* Supplied data
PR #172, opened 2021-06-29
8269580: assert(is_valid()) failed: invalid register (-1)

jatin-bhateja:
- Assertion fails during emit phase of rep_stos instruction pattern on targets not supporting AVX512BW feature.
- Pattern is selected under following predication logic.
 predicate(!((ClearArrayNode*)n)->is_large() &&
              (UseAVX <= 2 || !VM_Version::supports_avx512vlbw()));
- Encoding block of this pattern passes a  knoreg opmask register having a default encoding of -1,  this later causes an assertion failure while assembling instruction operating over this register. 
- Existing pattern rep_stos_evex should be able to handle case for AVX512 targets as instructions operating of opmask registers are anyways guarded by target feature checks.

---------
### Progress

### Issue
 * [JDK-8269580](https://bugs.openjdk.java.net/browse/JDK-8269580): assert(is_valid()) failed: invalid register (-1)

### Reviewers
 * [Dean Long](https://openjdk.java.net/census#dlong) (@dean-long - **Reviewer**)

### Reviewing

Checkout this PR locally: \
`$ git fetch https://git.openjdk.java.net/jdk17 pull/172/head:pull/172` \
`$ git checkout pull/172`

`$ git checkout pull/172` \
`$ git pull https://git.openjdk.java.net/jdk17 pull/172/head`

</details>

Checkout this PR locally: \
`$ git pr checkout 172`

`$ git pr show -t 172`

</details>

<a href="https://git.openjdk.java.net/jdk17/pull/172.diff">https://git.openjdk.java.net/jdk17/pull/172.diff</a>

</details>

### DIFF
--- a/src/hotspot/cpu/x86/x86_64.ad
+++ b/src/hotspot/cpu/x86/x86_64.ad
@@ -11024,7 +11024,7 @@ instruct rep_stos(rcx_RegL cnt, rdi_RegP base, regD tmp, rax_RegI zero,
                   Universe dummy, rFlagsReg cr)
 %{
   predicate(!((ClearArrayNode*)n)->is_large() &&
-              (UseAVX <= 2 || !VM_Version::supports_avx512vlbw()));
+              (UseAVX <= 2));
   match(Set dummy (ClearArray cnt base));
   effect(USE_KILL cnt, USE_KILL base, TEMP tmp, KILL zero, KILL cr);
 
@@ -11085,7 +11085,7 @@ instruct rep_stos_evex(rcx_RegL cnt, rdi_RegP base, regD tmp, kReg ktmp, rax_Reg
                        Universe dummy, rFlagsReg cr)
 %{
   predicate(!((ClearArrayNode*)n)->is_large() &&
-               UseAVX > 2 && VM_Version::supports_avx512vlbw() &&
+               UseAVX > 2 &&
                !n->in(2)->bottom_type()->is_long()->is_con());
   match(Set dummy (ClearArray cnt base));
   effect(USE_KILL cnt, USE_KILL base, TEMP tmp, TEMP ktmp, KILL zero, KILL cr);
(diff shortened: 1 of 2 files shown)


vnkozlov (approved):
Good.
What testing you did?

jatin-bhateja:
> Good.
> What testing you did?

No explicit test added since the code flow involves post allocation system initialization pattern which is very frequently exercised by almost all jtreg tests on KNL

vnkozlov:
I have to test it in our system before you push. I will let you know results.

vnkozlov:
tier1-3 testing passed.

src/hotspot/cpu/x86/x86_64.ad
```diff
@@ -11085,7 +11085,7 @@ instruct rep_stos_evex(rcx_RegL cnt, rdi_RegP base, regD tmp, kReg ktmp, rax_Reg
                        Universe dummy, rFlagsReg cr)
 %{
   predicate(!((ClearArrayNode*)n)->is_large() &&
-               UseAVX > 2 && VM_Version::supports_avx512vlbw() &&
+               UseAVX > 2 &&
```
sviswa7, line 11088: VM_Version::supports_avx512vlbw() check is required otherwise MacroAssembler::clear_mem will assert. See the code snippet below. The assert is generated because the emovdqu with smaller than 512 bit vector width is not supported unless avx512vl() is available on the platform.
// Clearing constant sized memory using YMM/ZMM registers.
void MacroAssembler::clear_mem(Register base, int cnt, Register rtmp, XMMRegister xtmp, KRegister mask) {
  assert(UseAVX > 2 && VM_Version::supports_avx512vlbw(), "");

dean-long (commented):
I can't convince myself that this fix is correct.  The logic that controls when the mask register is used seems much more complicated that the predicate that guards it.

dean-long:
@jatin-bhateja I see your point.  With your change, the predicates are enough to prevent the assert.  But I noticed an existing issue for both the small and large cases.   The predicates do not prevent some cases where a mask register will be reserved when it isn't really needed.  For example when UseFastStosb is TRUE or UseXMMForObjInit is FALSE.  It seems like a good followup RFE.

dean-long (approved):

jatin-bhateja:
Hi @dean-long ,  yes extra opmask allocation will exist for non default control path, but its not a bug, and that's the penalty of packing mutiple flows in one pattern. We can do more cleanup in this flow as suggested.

---

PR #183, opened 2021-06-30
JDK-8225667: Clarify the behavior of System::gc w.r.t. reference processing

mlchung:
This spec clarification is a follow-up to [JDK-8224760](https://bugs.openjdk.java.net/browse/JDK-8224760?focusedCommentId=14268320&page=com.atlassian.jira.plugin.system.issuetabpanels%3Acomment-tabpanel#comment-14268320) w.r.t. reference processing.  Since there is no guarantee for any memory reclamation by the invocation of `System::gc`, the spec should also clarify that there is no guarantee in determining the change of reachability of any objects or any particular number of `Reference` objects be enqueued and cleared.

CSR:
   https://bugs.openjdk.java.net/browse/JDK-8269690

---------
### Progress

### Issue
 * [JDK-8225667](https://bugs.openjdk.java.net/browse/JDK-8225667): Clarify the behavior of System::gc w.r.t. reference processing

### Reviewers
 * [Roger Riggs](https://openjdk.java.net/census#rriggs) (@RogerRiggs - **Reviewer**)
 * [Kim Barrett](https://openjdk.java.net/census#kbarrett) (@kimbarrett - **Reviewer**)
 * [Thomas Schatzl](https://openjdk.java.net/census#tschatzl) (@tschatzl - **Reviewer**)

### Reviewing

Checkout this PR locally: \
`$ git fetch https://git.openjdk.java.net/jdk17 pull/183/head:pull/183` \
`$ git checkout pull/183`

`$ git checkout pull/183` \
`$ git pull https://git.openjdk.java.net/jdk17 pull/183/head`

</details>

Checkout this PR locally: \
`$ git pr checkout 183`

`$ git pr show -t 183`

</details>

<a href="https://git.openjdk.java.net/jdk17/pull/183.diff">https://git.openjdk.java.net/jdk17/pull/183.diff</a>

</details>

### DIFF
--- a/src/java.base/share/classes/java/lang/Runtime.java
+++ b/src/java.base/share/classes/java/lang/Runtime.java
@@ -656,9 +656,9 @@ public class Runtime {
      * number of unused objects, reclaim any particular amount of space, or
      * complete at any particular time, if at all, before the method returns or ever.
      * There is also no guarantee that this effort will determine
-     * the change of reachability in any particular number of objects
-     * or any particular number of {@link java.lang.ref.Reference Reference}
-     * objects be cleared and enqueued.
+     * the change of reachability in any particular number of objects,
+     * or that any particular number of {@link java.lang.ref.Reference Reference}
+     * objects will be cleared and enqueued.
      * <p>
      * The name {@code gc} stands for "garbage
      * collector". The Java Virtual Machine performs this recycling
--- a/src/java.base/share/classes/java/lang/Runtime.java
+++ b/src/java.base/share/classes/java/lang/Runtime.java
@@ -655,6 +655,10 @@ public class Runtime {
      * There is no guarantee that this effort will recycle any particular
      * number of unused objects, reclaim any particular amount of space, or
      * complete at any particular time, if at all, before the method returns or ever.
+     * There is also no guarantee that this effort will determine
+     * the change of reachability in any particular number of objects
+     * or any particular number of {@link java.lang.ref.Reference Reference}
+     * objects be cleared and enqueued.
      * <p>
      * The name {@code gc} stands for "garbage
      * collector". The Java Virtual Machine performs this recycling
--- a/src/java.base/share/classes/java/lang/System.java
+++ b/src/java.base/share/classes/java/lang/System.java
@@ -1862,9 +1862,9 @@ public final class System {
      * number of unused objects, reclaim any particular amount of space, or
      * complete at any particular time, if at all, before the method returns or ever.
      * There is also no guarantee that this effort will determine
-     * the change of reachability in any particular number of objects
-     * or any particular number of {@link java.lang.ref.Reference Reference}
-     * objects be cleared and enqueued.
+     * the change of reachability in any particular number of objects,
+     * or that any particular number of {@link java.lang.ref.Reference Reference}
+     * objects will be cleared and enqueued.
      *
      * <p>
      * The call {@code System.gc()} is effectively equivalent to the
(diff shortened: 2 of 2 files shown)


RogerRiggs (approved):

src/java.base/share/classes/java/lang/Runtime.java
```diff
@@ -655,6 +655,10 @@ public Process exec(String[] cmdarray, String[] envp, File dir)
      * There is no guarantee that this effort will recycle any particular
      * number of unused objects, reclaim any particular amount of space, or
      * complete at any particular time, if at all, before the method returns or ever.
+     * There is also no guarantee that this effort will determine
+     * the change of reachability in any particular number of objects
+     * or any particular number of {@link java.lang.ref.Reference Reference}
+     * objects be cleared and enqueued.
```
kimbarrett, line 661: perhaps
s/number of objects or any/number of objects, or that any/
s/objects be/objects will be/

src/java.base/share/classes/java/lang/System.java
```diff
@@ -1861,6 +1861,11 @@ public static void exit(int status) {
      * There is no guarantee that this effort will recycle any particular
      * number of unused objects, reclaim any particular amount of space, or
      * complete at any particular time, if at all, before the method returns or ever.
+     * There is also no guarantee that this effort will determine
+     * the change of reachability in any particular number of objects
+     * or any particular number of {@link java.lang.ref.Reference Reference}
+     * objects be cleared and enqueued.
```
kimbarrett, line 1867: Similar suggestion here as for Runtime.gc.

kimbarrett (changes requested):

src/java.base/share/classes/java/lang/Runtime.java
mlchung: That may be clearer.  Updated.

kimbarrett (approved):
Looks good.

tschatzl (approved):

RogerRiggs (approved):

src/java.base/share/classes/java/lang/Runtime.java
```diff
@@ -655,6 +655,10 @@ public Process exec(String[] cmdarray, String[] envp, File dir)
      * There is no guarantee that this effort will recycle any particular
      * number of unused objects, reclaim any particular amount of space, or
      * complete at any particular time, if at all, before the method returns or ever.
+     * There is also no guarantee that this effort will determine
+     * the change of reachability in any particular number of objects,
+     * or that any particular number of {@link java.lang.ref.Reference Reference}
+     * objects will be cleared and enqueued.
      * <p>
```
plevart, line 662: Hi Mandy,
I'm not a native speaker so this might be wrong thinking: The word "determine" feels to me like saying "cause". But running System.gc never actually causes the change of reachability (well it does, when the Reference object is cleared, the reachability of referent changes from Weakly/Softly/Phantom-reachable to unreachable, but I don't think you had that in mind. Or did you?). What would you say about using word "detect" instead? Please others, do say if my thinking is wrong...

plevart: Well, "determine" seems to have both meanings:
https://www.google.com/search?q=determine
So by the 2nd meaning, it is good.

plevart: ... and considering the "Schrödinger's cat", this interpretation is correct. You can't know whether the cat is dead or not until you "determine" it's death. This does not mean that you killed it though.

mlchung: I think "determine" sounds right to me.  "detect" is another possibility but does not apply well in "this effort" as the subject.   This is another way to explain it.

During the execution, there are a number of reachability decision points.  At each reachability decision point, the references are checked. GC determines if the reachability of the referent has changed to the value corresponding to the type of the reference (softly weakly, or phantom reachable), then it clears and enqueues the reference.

...

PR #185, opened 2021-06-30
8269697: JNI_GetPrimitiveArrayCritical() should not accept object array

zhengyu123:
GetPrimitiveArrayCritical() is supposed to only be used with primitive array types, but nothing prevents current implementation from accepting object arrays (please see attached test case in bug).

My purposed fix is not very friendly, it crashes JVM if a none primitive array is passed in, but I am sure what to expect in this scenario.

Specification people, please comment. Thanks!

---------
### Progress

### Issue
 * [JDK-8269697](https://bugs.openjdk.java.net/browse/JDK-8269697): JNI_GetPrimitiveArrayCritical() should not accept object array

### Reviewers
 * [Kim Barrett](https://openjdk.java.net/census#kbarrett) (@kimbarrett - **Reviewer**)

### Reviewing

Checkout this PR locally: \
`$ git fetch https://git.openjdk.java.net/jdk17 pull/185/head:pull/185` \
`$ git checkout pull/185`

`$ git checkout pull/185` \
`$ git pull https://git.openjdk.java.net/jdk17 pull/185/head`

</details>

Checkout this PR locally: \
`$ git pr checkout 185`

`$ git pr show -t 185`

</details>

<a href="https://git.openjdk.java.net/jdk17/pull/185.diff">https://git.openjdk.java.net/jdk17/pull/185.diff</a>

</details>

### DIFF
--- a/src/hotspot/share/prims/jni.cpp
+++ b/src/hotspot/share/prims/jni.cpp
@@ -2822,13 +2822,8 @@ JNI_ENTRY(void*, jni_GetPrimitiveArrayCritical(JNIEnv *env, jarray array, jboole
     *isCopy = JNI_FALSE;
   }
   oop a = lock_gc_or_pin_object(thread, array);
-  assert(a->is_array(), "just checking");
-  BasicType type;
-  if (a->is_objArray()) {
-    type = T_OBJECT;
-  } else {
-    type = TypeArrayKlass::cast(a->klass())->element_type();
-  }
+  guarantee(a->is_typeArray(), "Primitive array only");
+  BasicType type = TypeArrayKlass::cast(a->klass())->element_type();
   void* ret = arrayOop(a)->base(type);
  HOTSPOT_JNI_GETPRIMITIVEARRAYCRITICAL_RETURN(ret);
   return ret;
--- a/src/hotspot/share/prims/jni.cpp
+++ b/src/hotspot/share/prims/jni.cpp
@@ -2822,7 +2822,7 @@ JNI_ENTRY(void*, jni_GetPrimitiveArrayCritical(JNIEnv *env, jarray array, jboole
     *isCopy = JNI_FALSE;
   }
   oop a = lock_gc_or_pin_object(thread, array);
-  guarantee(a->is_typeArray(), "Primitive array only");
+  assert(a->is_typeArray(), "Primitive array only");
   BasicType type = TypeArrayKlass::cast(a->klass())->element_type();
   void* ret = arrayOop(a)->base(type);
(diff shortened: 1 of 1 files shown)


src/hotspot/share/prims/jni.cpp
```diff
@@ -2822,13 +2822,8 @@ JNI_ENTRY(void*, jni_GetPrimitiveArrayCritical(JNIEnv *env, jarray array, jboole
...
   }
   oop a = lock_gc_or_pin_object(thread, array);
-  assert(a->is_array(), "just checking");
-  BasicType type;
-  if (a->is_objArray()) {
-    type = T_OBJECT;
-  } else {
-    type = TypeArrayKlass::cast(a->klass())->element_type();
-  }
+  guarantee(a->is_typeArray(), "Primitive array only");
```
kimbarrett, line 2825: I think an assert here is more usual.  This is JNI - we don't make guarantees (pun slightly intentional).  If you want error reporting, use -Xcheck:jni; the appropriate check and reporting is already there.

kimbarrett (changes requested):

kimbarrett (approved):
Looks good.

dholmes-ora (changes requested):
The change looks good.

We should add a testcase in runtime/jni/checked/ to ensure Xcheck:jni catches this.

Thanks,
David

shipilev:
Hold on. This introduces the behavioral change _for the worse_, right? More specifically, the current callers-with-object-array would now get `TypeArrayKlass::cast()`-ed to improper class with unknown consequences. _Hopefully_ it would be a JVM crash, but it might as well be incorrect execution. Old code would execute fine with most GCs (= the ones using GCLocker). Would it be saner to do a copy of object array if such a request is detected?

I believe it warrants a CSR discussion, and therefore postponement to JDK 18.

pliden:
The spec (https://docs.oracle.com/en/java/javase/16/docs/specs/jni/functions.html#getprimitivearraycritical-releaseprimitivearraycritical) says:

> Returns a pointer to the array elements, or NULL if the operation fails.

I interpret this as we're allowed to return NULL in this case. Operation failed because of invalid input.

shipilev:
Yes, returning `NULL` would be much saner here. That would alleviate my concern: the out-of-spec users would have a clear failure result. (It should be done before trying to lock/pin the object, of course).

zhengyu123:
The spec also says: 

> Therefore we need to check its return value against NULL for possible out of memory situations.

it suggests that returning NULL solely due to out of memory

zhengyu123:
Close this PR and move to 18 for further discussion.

* Work instruction
From the entries above, write out only the lines starting at the line that holds "I believe it" and ending at the line that holds "the operation fails.", keeping both and matching them exactly.

* Your response
I believe it warrants a CSR discussion, and therefore postponement to JDK 18.

pliden:
The spec (https://docs.oracle.com/en/java/javase/16/docs/specs/jni/functions.html#getprimitivearraycritical-releaseprimitivearraycritical) says:

> Returns a pointer to the array elements, or NULL if the operation fails.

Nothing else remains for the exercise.